ATGATCCAGATTGATTTAGCCACGCTGGTAAAGCGGCTTAACCCCTTTGCAAAACAGGCG ...

This causes srst2.py to crash when generating pileups:

Traceback (most recent call last): File "/usr/local/bin/srst2", line 9, in load_entry_point('srst2==0.1.5', 'console_scripts', 'srst2')() File "/usr/local/lib/python2.7/dist-packages/srst2/srst2.py", line 1548, in main db_reports, db_results = run_srst2(args,fileSets,args.gene_db,"genes") File "/usr/local/lib/python2.7/dist-packages/srst2/srst2.py", line 1102, in run_srst2 db_reports, db_results_list = process_fasta_db(args, fileSets, run_type, db_reports, db_results_list, fasta) File "/usr/local/lib/python2.7/dist-packages/srst2/srst2.py", line 1164, in process_fasta_db unique_gene_symbols, unique_allele_symbols,run_type,ST_db,results,gene_list,db_report,cluster_symbols,max_mismatch) File "/usr/local/lib/python2.7/dist-packages/srst2/srst2.py", line 1275, in map_fileSet_to_db unique_gene_symbols, unique_allele_symbols, pileup_file) File "/usr/local/lib/python2.7/dist-packages/srst2/srst2.py", line 859, in parse_scores allele_pileup_file = create_allele_pileup(top_allele, pileup_file) # XXX Creates a new pileup file for that allele. Not currently cleaned up File "/usr/local/lib/python2.7/dist-packages/srst2/srst2.py", line 765, in create_allele_pileup with open(outpileup, 'w') as allele_pileup: IOError: [Errno 2] No such file or directory: '67aec27/clpVaec27/clpV_G2583_0230R033067.ERR024627ERR024627.Escherichia_VF_clustered.pileup'

Possible solution is to just change the slashes to underscores

katholt commented 9 years ago

For now: Just replace slashes in your fasta file before using.

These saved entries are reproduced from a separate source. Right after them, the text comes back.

PR #622, opened 2023-04-17
Handling when query string is included in WMS url

tomlee-dev:
Hello.

I found that some wms service needs key in url.

for example.

https://api.wms.example.com/req/wms?KEY={MY-PRIVATE-KEY}&DOMAIN={MY-OWN-DOMAIN}

This changes is for if wms url already has query string(?) in url string, then replace with & instead of ? in following parameter string.

please review this PR.

Thanks!


kring:
Thanks @tomlee-dev!

tomlee-dev:
@kring you're welcome! my pleasure!

PR #626, opened 2023-04-22
Enable position-independent code for libjpeg-turbo (fix #625)

### LINKED ISSUE #625: cesium-native can't be linked into shared library on Linux
The reason is that the recently added libjpeg-turbo is built without `-fPIC`

TheMostDiligent:


TheMostDiligent:
> Would it make sense to set the PIC property in the external project based on the current one, as we do with other variables?

Totally, I updated the branch.

kring:
Thanks @TheMostDiligent!

PR #627, opened 2023-04-26
Fix ninja build for libjpeg-turbo

pjanetzek:
Hello,
this change fixes the build when using ninja. otherwise it doesn't find the target for
`cesium-native/extern/libjpeg-turbo/RelWithDebInfo/libturbojpeg.a` automatically.  
The solution was suggested here https://cmake.org/pipermail/cmake/2015-November/062055.html


kring:
Thanks for the PR @pjanetzek!
@joseph-kaile can you please review and merge it.

joseph-kaile:
@pjanetzek Thank you. I confirmed that it fixes the Ninja error.

PR #640, opened 2023-05-15
Add classes to convert between C++ and `EXT_structural_metadata` property types

j9liu:
This PR adds `EXT_structural_metadata` counterparts to the `PropertyType.h` and `PropertyTypeTraits.h` files under anew files and a "StructuralMetadata" namespace. The idea is that once everything is done, the old files will be deleted and the new files will be renamed.

@kring It's a pretty monotonous PR but I'd love to know if there's any way to make this more... nice? Templated? If at all possible. Especially with the `vecN` and `matN` permutations. I also was incorrect, there _are_ integer `matN`s and my Visual Studio Intellisense wasn't 100% working 🙃 

There's a Visual Studio warning in `TestStructuralMetadataPropertyTypeTraits` that the function takes up a lot of memory on the stack -- should I address this?


kring:
Looks good!

PR #642, opened 2023-05-16
Use partial template specialization to reduce code duplication

kring:
This is a PR into #640.


j9liu:
Thank you for the help @kring !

Permanent fix: Add this as a check point when parsing the gene directory. End run and report to user that they can't have slashes in gene names and that they need to fix before running. This is preferable to SRST2 trying to replace characters within the outputs as this could lead to compatibility problems for the user later on.